生殖技術と親になることー不妊治療と出生前診断がもたらす葛藤

柘植あづみ

みすず書房

2022

生殖技術の発展によって出てきている新たな課題、出生前検査や「出自を知る権利」、代理母の問題について、現在の状況が整理された一冊。今後ますます技術は発展していくと思われるが、果たして社会はそれについて腰を据えて議論してきたのか、考えさせられる。今後のリプロを考えていくうえでも必読の一冊。(かんな)

福音と世界 2020年3月号 特集リプロダクティブ・ヘルス&ライツ

?

新教出版社

2020

国内外の中絶事情だけでなく、中絶を障害や宗教的な側面からとらえようとする試みなど、意欲的なラインアップ。#もっと安全な中絶をプロジェクトメンバーも執筆。(塚原)

戦後日本を読みかえる4 ジェンダーと生政治

坪井秀人編著

臨川書店

2019

第2章 引揚者医療救護における組織的人工妊娠中絶――優生保護法前史・・・・・松原洋子
第3章 生殖管理の戦後――優生保護法成立前の中絶と主体をめぐって・・・・・柘植あづみ
第4章 リブと依存の思想――中絶・子殺し・育てること・・・・・飯田祐子

〈妊婦〉アート論 孕む身体を奪取する

山崎明子/藤木直実 編著
菅実花、小林美香、吉良智子、池川玲子、池田忍、香川檀

青弓社

2018

妊婦という表象がどのようにとらえられ、またどのようなイメージを提供してきたのか分析するアート評論の一冊。マタニティヌードや女児用の人形など様々な視点からの分析があり、写真なども多いので手軽におもしろく読める。(かんな)

日本のフェミニズム 性の戦い編 

北原みのり責任編集

河出書房新社

2017

廃娼運動、売春防止法、リプロをめぐる運動の歴史をたどる。フェミニズムと図鑑では明治時代から70年代リブの女たちを紹介している。「リプロ運動」(谷口真由美)、「避妊や中絶をめぐるタイムトンネル」(大橋由香子)など。(大橋)

文科省/高校「妊活」教材の嘘

西山千恵子、柘植あづみ 編著

論創社

2017

高校生の教科書副読本に、誤ったグラフが掲載された問題への抗議活動から生まれた本。「人口政策の連続と非連続—リプロダクティブ・ヘルス/ライツの不在」(大橋由香子)では、避妊・中絶が軽視されてきた歴史が描かれている。(大橋)

産み育てと助産の歴史:近代化の200年をふり返る

白井千晶 編著

医学書院

2016

助産の視点から、江戸末期から平成までの出産に関わる女性たちのこれまでをまとめている。トリアゲ婆、産婆、助産婦、助産師と様々な名前で呼ばれながら、助産に関わってきた200年を歴史を、様々な専門家が執筆しながらまとめた一冊。(かんな)

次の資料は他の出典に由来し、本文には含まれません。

PR #770, opened 2024-05-17
Patch boolean conversion

### LINKED ISSUE #769: `json_writer` and `json_reader` do not respect `boolean` types assigned with `int` values
When presented with a boolean field in the schema, but the data object has an integer instead of a boolean for this field, the JSON reader and writer do nothing to try to transform the data into a boolean.  The binary writers do transform an integer into a boolean type before encoding the message.

I've created a simple example:

```
#!/bin/env python

from io import StringIO
import fastavro
import json

SCHEMA = """
{
    "namespace": "com.example",
    "type": "record",
    "name": "BooleanTest",
    "fields": [
        {
            "name": "boolean",
            "type": "boolean"
        }
    ]
}"""


class JsonAvroEncoder():
  def __init__(self, schema):
    self._schema_str = schema

  @property
  def _schema(self):
    schema_obj = json.loads(self._schema_str)
    return fastavro.parse_schema(schema_obj)

  def encode(self, data_obj) -> str:
    output = StringIO()
    fastavro.json_writer(output, self._schema, [data_obj])
    return output.getvalue()

  def decode(self, message):
    return list(fastavro.json_reader(StringIO(message), self._schema))[0]


if __name__ == '__main__':
  encoder = JsonAvroEncoder(SCHEMA)
  message = { 'boolean': 5 }

  print("Original Message")
  print(message)
  print()

  encoded = encoder.encode(message)
  print("Encoded Message")
  print(encoded)
  print()

  decoded = encoder.decode(encoded)
  print("Decoded Message")
  print(decoded)
  print()
```

This results int he following output:

```
Original Message
{'boolean': 5}

Encoded Message
{"boolean": 5}

Decoded Message
{'boolean': 5}
```

I would expect the `json_writer` to either reject the value given for the `boolean` field or (like the binary writers do) change the `5` into a `True` value like Python does.  But instead, the JSON generated contains the value `5` for the field.  Then the `json_reader` finds an integer `5` in the encoded message and instead of creating a `boolean` like the schema dictates, it creates the integer `5` in the decoded object.  I can't say what the binary readers would do if they found an integer `5` in the encoded data as I haven't tried due to needing to edit the binary by hand.

dasunpubudumal:
Proposed to fix #769

### DIFF
--- a/tests/test_json.py
+++ b/tests/test_json.py
@@ -129,6 +129,20 @@ def test_json():
     assert records == new_records
 
 
+def test_boolean_conversion():
+    schema = {
+        "type": "record",
+        "name": "test_boolean_conversion",
+        "namespace": "test",
+        "fields": [
+            {"name": "boolean", "type": "boolean"},
+        ],
+    }
+    records = [{"boolean": 1}, {"boolean": 10}, {"boolean": 0}]
+    converted_records = [{"boolean": True}, {"boolean": True}, {"boolean": False}]
+    assert converted_records == roundtrip(schema, records)
+
+
 def test_more_than_one_record():
     schema = {
         "type": "record",
--- a/tests/test_json.py
+++ b/tests/test_json.py
@@ -143,6 +143,31 @@ def test_boolean_conversion():
     assert converted_records == roundtrip(schema, records)
 
 
+def test_boolean_conversion_with_nulls():
+    schema = {
+        "type": "record",
+        "name": "test_boolean_conversion_with_nulls",
+        "namespace": "test",
+        "fields": [
+            {
+                "name": "boolean",
+                "type": [
+                    "null",
+                    "boolean",
+                ],
+            },
+        ],
+    }
+    records = [{"boolean": 1}, {"boolean": None}, {"boolean": True}, {"boolean": 10}]
+    converted_records = [
+        {"boolean": True},
+        {"boolean": None},
+        {"boolean": True},
+        {"boolean": True},
+    ]
+    assert converted_records == roundtrip(schema, records)
+
+
 def test_more_than_one_record():
     schema = {
         "type": "record",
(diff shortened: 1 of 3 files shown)


tests/test_json.py
```diff
@@ -129,6 +129,20 @@ def test_json():
...
+        "namespace": "test",
+        "fields": [
+            {"name": "boolean", "type": "boolean"},
+        ],
+    }
+    records = [{"boolean": 1}, {"boolean": 10}, {"boolean": 0}]
+    converted_records = [{"boolean": True}, {"boolean": True}, {"boolean": False}]
+    assert converted_records == roundtrip(schema, records)
+
+
```
yoldas, line 145: Although this shows the type conversion, it does not show what the serialised representation is and how the other side reads it though. If it is JSON, it needs to be true/false written. If it is binary, it needs to be a single byte 0/1 written according to the spec. The other end needs a consistent read as well. One would expect the Avro union data types work properly too .

dasunpubudumal: The change was made for `AvroJSONEncoder`. Presumably it doesn't affect binary serialisations?

tests/test_json.py
```diff
@@ -129,6 +129,45 @@ def test_json():
...
+def test_boolean_conversion_with_nulls():
```
dasunpubudumal, line 146: @yoldas check this.

dasunpubudumal:
Notes:

- The `_validate` function at `fastavro/_write_py.py:187` is called upon when `AvroJSONEncoder` calls the `write` function.
- The trouble is that this `_validate` function is common for both binary and JSON encoders.
- If the `_validate` function is updated in `fastavro/_write_py.py:187`, and we only update the `AvroJSONEncoder` to match boolean encoding and decoding, the binary encoder will throw.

佐々木静子からあなたへ 女のからだと医療・性暴力・人権

佐々木静子著・編集委員会編

教育史料出版会

2015

健康な女性から必要のない治療として子宮の摘出を行うなど、女性の子宮が利潤追求のために利用された富士見産婦人科病院事件で、患者側に立って弁護した産婦人科医・佐々木静子さんの書いたものを集めた書。医療における家父長的なあり方に異議をとなえ、地球と子宮にやさしい女性のための医療を追求したドクターの奇跡的な軌跡。(大橋)

学生のためのピース・ノート2

堀芳枝編著

コモンズ

2015

第9章「産むか・産まないか—からだと健康をめぐる女性の運動」(大橋由香子)で、「女と健康国際会議」など国際的な動きと日本の女性運動の関わりを紹介している。(かんな)

女のからだ フェミニズム以後

荻野美穂

岩波新書

2014

アメリカと日本を中心に、女の健康運動の歴史を概観。アメリカでの中絶非合法の時代に、女たちが中絶技術を伝え助け合った経緯なども興味深い。(大橋)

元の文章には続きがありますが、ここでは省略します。